● WHAT THE TASK REQUIRES
In the material below, find each line with the string "openVesselProfile" and copy it.

● INPUT DATA
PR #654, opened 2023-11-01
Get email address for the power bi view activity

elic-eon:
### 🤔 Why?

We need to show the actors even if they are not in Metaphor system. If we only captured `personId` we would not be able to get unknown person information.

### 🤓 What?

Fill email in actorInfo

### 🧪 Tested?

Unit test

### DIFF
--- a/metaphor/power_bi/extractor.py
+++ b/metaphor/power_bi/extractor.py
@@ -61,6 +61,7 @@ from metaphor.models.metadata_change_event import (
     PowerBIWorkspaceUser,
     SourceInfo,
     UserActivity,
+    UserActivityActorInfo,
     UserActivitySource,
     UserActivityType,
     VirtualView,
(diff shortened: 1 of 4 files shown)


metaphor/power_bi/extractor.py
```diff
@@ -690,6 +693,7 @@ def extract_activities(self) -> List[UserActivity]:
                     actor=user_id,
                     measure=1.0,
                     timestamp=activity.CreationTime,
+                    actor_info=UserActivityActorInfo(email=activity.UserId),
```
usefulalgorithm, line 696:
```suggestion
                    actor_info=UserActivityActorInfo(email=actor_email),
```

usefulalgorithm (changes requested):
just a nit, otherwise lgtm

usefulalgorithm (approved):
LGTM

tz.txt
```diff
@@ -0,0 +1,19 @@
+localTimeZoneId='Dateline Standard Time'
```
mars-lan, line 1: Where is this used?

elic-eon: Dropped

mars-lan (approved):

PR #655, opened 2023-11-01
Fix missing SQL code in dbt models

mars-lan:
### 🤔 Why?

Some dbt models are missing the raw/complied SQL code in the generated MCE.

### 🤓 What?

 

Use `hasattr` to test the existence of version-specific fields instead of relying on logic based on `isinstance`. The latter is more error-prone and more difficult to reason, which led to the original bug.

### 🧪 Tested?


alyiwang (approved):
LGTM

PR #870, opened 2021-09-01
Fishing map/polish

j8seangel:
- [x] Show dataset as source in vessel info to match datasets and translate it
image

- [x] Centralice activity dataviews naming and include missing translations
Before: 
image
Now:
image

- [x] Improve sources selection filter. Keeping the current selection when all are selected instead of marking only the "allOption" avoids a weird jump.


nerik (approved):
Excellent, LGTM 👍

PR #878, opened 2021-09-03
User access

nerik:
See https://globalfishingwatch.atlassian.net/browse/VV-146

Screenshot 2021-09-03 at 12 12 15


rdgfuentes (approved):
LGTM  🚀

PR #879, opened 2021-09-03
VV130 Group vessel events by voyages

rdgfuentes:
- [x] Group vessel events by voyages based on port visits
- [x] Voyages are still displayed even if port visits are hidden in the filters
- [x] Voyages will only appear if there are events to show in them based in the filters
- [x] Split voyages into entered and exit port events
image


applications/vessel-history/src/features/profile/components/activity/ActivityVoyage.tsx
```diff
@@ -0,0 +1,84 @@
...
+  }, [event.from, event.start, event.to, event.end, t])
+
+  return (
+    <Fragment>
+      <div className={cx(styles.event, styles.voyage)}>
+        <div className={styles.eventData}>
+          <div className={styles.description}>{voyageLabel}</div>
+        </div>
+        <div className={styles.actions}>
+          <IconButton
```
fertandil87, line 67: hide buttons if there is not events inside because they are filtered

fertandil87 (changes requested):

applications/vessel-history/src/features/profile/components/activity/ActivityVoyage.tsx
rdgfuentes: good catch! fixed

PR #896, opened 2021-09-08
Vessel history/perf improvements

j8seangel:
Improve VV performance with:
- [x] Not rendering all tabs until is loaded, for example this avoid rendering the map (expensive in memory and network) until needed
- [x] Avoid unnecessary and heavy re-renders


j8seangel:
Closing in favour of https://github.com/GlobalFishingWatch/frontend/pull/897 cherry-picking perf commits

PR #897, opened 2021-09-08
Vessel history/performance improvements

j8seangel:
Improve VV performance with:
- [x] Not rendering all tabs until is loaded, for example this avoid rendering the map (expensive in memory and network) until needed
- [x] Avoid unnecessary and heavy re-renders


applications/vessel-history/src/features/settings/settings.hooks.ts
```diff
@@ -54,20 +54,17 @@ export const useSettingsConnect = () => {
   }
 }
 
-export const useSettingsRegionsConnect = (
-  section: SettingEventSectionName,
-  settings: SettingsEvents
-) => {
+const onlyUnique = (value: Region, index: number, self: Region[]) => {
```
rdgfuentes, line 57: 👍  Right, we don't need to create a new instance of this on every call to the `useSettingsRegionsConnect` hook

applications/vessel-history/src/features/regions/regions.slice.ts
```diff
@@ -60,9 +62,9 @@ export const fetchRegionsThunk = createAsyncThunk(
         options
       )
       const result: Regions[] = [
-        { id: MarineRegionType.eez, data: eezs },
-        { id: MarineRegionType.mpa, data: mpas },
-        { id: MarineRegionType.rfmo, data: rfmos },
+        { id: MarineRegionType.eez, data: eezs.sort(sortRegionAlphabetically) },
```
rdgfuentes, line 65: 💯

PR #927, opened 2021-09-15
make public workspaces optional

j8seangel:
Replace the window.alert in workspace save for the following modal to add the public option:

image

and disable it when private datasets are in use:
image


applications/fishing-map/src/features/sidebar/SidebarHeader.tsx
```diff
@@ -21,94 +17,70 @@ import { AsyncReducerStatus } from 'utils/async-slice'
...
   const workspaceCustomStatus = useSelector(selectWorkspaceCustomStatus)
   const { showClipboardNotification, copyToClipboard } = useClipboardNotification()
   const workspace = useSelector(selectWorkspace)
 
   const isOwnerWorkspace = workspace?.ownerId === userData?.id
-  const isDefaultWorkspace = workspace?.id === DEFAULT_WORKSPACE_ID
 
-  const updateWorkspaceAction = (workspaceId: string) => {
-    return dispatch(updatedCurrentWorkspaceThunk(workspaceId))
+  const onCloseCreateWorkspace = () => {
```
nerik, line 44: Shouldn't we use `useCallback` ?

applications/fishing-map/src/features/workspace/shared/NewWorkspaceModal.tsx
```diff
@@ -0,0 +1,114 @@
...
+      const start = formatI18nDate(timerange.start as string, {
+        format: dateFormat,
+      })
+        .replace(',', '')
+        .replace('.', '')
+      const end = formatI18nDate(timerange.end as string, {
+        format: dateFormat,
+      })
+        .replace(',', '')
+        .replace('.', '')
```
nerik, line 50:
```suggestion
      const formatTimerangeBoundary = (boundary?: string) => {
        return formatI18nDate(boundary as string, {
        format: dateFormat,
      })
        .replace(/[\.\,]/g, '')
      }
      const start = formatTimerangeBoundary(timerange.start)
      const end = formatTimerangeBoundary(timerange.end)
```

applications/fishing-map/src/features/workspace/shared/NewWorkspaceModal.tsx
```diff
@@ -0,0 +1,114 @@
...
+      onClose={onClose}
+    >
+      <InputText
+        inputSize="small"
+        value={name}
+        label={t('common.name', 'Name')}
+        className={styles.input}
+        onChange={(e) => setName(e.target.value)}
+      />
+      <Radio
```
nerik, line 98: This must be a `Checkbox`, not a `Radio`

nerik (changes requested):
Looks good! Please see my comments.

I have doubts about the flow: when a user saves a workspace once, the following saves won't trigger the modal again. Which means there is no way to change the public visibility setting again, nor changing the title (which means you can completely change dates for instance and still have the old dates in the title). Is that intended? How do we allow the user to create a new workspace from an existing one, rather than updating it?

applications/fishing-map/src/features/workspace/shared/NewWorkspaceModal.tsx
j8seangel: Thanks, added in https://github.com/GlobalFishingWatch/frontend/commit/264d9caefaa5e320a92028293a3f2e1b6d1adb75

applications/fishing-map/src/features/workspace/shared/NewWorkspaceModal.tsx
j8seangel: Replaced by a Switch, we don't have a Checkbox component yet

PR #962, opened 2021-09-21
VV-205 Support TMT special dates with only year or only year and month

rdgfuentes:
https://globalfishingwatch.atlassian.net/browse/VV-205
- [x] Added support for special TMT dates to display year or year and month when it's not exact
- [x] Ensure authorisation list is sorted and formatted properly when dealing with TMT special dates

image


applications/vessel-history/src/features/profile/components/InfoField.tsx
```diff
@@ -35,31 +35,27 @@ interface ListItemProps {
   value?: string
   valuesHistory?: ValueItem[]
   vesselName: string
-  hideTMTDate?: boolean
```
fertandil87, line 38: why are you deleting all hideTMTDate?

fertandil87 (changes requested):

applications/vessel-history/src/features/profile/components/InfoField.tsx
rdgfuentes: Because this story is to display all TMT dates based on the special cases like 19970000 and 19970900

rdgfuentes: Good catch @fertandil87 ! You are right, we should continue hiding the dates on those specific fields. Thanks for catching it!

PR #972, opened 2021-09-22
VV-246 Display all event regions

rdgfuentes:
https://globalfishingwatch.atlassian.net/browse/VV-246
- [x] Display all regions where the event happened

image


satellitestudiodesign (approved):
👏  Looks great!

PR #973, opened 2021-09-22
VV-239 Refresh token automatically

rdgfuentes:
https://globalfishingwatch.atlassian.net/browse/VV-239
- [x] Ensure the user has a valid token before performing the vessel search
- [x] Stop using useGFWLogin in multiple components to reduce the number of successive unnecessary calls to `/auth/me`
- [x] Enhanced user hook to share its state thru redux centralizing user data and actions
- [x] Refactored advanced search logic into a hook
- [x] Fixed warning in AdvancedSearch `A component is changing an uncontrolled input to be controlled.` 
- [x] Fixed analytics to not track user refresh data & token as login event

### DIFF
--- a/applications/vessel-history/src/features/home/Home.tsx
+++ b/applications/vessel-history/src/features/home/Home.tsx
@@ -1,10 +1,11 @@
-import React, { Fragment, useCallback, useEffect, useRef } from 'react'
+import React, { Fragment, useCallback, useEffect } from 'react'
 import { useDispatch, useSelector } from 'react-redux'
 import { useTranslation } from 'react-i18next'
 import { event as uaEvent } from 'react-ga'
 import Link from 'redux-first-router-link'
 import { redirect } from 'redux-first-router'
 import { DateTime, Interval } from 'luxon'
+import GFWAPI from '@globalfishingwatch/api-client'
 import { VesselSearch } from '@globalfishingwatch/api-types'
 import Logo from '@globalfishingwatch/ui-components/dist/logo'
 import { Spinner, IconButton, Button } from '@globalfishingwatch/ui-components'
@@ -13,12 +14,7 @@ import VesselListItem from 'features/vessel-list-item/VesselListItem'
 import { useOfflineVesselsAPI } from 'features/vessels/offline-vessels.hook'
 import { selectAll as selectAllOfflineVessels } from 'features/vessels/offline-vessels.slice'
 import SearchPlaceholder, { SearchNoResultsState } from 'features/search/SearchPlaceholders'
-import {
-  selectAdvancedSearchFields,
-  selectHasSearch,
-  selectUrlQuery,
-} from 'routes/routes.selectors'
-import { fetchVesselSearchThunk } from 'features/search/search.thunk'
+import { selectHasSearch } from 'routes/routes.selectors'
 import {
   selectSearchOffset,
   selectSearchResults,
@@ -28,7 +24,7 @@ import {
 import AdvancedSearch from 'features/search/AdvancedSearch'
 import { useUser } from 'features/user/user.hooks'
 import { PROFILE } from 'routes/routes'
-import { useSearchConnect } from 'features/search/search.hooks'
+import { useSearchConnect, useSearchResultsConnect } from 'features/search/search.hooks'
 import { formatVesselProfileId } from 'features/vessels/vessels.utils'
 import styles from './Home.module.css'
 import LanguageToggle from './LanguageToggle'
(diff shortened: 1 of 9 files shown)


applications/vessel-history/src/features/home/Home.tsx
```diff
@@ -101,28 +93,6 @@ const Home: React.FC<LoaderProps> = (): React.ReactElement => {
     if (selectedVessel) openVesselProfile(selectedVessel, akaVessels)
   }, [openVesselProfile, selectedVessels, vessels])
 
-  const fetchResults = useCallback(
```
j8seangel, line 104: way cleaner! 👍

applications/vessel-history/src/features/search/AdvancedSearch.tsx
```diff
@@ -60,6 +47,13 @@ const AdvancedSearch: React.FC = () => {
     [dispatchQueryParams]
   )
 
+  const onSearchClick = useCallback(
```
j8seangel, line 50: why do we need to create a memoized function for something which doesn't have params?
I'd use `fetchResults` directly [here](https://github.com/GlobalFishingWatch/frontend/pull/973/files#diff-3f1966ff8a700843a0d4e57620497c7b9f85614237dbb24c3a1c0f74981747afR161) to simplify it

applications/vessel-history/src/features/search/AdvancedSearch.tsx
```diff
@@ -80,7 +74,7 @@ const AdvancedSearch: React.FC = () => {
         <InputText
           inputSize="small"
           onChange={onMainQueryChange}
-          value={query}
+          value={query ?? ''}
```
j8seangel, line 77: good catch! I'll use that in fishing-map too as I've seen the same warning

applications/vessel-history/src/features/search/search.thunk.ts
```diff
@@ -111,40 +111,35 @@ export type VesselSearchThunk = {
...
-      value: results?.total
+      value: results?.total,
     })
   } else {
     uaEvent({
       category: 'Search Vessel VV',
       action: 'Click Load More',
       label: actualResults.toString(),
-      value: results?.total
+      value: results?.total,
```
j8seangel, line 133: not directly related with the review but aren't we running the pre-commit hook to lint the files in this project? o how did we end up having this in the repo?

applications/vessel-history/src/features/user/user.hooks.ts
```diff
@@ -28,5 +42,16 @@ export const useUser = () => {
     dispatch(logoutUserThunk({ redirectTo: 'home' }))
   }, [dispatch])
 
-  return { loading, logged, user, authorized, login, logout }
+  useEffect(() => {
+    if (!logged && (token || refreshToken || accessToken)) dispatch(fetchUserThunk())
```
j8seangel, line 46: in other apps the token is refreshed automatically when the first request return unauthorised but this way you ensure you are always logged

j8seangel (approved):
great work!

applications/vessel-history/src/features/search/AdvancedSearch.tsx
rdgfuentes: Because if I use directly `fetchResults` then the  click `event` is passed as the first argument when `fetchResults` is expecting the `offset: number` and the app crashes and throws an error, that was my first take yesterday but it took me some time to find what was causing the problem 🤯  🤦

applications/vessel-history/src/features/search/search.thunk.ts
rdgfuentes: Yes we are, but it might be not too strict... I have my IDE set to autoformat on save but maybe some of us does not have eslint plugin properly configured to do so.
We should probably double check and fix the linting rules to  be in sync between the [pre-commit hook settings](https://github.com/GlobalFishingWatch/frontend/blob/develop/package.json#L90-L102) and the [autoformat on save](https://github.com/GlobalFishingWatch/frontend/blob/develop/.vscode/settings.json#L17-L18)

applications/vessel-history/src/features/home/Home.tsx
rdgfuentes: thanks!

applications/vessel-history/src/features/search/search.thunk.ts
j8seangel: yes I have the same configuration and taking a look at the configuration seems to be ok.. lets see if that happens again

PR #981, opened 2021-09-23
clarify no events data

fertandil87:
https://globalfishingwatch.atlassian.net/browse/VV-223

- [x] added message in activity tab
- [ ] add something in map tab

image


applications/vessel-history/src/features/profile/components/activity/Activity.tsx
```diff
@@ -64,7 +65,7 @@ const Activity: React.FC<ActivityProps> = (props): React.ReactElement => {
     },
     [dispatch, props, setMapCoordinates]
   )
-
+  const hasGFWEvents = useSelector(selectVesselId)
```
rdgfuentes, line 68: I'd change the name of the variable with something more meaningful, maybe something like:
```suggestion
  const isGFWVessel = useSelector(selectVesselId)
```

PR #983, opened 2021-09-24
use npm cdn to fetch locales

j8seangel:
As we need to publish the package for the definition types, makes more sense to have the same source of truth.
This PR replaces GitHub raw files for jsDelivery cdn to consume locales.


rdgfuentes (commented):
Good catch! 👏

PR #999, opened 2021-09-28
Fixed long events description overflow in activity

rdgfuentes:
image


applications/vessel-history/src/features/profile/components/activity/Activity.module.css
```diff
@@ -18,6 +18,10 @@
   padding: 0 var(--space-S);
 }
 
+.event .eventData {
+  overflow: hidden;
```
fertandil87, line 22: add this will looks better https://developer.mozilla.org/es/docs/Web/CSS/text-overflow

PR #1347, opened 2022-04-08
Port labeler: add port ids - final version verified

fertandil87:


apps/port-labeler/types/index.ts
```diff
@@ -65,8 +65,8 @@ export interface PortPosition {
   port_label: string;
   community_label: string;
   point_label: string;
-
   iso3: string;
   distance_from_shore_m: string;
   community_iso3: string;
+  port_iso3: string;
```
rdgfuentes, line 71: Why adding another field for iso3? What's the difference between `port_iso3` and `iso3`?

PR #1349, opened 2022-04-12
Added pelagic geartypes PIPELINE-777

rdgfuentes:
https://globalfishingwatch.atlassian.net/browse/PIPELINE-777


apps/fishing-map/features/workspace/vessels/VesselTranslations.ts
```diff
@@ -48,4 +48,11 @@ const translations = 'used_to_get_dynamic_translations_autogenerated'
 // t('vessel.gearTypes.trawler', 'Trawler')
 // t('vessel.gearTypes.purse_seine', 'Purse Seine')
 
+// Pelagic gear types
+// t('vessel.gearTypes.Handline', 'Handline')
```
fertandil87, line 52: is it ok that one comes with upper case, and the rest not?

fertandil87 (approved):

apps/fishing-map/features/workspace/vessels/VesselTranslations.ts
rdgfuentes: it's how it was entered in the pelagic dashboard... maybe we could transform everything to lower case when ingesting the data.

● REPLY TO THE TASK
     if (selectedVessel) openVesselProfile(selectedVessel, akaVessels)
   }, [openVesselProfile, selectedVessels, vessels])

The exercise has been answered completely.